[Opening DATASET EXCERPTS section]
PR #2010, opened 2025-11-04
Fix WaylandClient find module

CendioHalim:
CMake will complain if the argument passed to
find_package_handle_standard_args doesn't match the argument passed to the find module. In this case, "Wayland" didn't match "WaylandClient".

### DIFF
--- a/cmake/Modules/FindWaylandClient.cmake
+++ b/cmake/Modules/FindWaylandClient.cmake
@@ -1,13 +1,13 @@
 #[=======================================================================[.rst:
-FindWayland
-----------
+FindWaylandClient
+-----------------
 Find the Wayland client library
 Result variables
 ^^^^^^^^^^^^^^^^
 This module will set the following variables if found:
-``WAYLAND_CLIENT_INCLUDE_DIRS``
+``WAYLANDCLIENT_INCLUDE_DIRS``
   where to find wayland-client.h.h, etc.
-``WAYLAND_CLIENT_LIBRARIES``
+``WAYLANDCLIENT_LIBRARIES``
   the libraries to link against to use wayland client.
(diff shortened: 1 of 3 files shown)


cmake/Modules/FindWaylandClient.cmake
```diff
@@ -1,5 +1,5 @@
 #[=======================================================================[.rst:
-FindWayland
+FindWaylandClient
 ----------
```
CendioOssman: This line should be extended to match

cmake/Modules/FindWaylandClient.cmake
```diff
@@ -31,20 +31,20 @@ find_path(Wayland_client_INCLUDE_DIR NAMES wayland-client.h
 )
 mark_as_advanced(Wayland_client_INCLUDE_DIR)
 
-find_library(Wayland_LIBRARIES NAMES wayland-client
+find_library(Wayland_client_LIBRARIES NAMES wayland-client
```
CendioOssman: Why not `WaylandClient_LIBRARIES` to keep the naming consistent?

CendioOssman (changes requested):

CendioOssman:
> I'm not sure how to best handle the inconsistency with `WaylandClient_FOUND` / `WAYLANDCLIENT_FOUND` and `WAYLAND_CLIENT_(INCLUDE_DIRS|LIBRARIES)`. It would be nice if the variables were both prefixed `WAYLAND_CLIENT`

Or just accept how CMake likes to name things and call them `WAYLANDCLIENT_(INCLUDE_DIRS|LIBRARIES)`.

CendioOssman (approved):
[Closing DATASET EXCERPTS section]
## WHAT TO DO
Copy the material above back out, exactly as written.

## WRITTEN SOLUTION
PR #2010, opened 2025-11-04
Fix WaylandClient find module

CendioHalim:
CMake will complain if the argument passed to
find_package_handle_standard_args doesn't match the argument passed to the find module. In this case, "Wayland" didn't match "WaylandClient".

### DIFF
--- a/cmake/Modules/FindWaylandClient.cmake
+++ b/cmake/Modules/FindWaylandClient.cmake
@@ -1,13 +1,13 @@
 #[=======================================================================[.rst:
-FindWayland
-----------
+FindWaylandClient
+-----------------
 Find the Wayland client library
 Result variables
 ^^^^^^^^^^^^^^^^
 This module will set the following variables if found:
-``WAYLAND_CLIENT_INCLUDE_DIRS``
+``WAYLANDCLIENT_INCLUDE_DIRS``
   where to find wayland-client.h.h, etc.
-``WAYLAND_CLIENT_LIBRARIES``
+``WAYLANDCLIENT_LIBRARIES``
   the libraries to link against to use wayland client.
(diff shortened: 1 of 3 files shown)


cmake/Modules/FindWaylandClient.cmake
```diff
@@ -1,5 +1,5 @@
 #[=======================================================================[.rst:
-FindWayland
+FindWaylandClient
 ----------
```
CendioOssman: This line should be extended to match

cmake/Modules/FindWaylandClient.cmake
```diff
@@ -31,20 +31,20 @@ find_path(Wayland_client_INCLUDE_DIR NAMES wayland-client.h
 )
 mark_as_advanced(Wayland_client_INCLUDE_DIR)
 
-find_library(Wayland_LIBRARIES NAMES wayland-client
+find_library(Wayland_client_LIBRARIES NAMES wayland-client
```
CendioOssman: Why not `WaylandClient_LIBRARIES` to keep the naming consistent?

CendioOssman (changes requested):

CendioOssman:
> I'm not sure how to best handle the inconsistency with `WaylandClient_FOUND` / `WAYLANDCLIENT_FOUND` and `WAYLAND_CLIENT_(INCLUDE_DIRS|LIBRARIES)`. It would be nice if the variables were both prefixed `WAYLAND_CLIENT`

Or just accept how CMake likes to name things and call them `WAYLANDCLIENT_(INCLUDE_DIRS|LIBRARIES)`.

CendioOssman (approved):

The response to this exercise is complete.